Chiaramente, l’apprendimento delle abilità di gestione dall’alto verso il basso, il chiarimento del significato, la formulazione di una narrazione e il lavoro con l’esperienza emotiva sono fondamentalmente utili e portano a reali vantaggi per il cliente. A queste pratiche e tecniche cognitive e dinamiche già utili, proponiamo l’aggiunta di interventi “dal basso“. Questi, affrontano le sensazioni fisiche ripetitive, non richieste, le inibizioni del movimento e le intrusioni somatosensoriali di traumi irrisolti.
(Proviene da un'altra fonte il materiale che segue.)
PR #462, opened 2022-10-21
Make sure videos are as big as their poster image.

dobromir-hristov:
Bug/issue #, if applicable: 101373576

## Summary

Sets the width/height of video to match those of their poster image, if provided. This prevents jumping on the page, if the video and poster are different dimensions.

## Dependencies

NA

## Testing

Steps:
1. Use an archive that has a video with a cover image. The image should be smaller than the video.
2. Assert the video is rendered with the same dimensions as the poster image.
3. Assert that switching dark/light mode follows the dimensions of the poster image.

## Checklist

- [x] Added tests

### DIFF
--- a/src/components/VideoAsset.vue
+++ b/src/components/VideoAsset.vue
@@ -15,7 +15,6 @@
     :poster="normalisedPosterPath"
     :muted="muted"
     :width="optimalWidth"
-    :height="optimalHeight"
     playsinline
     @playing="$emit('playing')"
     @pause="$emit('pause')"
@@ -36,6 +35,7 @@ import {
   separateVariantsByAppearance,
   normalizeAssetUrl,
   getIntrinsicDimensions,
+  extractDensities,
 } from 'docc-render/utils/assets';
 import AppStore from 'docc-render/stores/AppStore';
 import ColorScheme from 'docc-render/constants/ColorScheme';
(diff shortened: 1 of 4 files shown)


src/components/VideoAsset.vue
```diff
@@ -121,8 +134,23 @@ export default {
...
   methods: {
     normalizeAssetUrl,
+    async getPosterDimensions(path) {
+      let width = null;
+      let height = null;
+      if (path) {
+        ({ width, height } = await getIntrinsicDimensions(path));
+      }
+      this.optimalWidth = width;
+      this.optimalHeight = height;
```
mportiz08, line 152: I think this `optimalHeight` var is causing some scaling issues in places where the width of the video is larger than the width of the element it is contained in—since you calculate and assign _both_ a with and height attribute to the video element, the height of the video can be way too big in this scenario (since it isn't constrained in the same way that the width is).

To address this, I suggest we simply match what we do for the `` element where we assign the height attribute as `"auto"` when we have a fixed width—that way, we can both assign an ideal width (whether or not it can be used as-is) and the height will scale automatically based on how wide the element actually ends up being (depending on where it ends up in the UI).

I can give you some examples offline of where I'm noticing this issue today.

mportiz08 (changes requested):

mportiz08 (approved):

dobromir-hristov:
@swift-ci test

Includere il corpo come punto di ingresso nella psicoterapia
I clienti traumatizzati sono perseguitati dal ritorno di reazioni somatiche legate al trauma in forme come:
- immagini
- suoni
- odori
- sensazioni corporee
- dolore fisico
- costrizione
- intorpidimento e incapacità di modulare l’attivazione
Includendo il corpo come punto di ingresso primario nell’elaborazione del trauma, la psicoterapia sensomotoria insegna ai terapeuti a lavorare direttamente con il corpo. Per far sì che si possano influenzare questi sintomi e che si possa promuovere il cambiamento nelle cognizioni, nelle emozioni, nei sistemi di credenze e nella capacità di relazionarsi nel cliente (Bakal, 1999 ; Pat Ogden & Kekuni Minton, 2000). È importante notare che riteniamo insufficienti gli interventi dal basso verso l’alto. Quindi, proponiamo una sintesi degli aspetti somatici con gli approcci cognitivi tradizionali dall’alto verso il basso.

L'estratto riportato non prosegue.